Cost risk can be managed out

07 December 2007
As anybody working in the Gulf projects sector will confirm, it costs far more to develop a project today than it did three years ago. Engineering, procurement and construction costs have risen exponentially as demand for materials, manpower and logistics have outstripped supply.

Now, several major fertiliser projects are being threatened with delays because of a shortage of resources, adding to a list of major projects hit by rising costs.

In Qatar, the Pearl Gas-to-Liquid (GTL) development, originally budgeted to cost $5bn, will cost more than three times that amount. In Kuwait, the budget for the new refinery project at Al-Zour, initially set at $6.3bn, has been hiked twice in 2007 and now stands at $14bn.

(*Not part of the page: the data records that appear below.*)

PR #63, opened 2018-07-03
New Auth wrapper that retrieves users profile & stores it in redux

William-Unosquare:
- Gets rid of the old withAuth component which was outdated, and kinda a pain.
- Adds new auth component that will:
  - Authenticate the user / redirect them to the login if failure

The construction of the new infrastructure is essential for the diversification of the region's economy and to create jobs for its growing population. But if delays are to be avoided and costs mitigated, project sponsors need to modernise supply chain management techniques and innovate contracting strategies.

Improved management should place emphasis on more detailed forward-planning and long-term partnering arrangements with key suppliers. This will ensure initial budgets more closely reflect the reality of project costs. Phasing projects in more manageable stages would help develop a clearer picture of schedules.

The time is right for the Gulf to take advantage of its rich mineral resources and low-cost fuel supplies. But given the lack of strategic planning and co-ordination of the region's overheating projects market, there is a risk this could become a lost opportunity.

Only through improved planning based on a greater appreciation of the current pressures on the region's supply chains can delays and critical under-budgeting be avoided.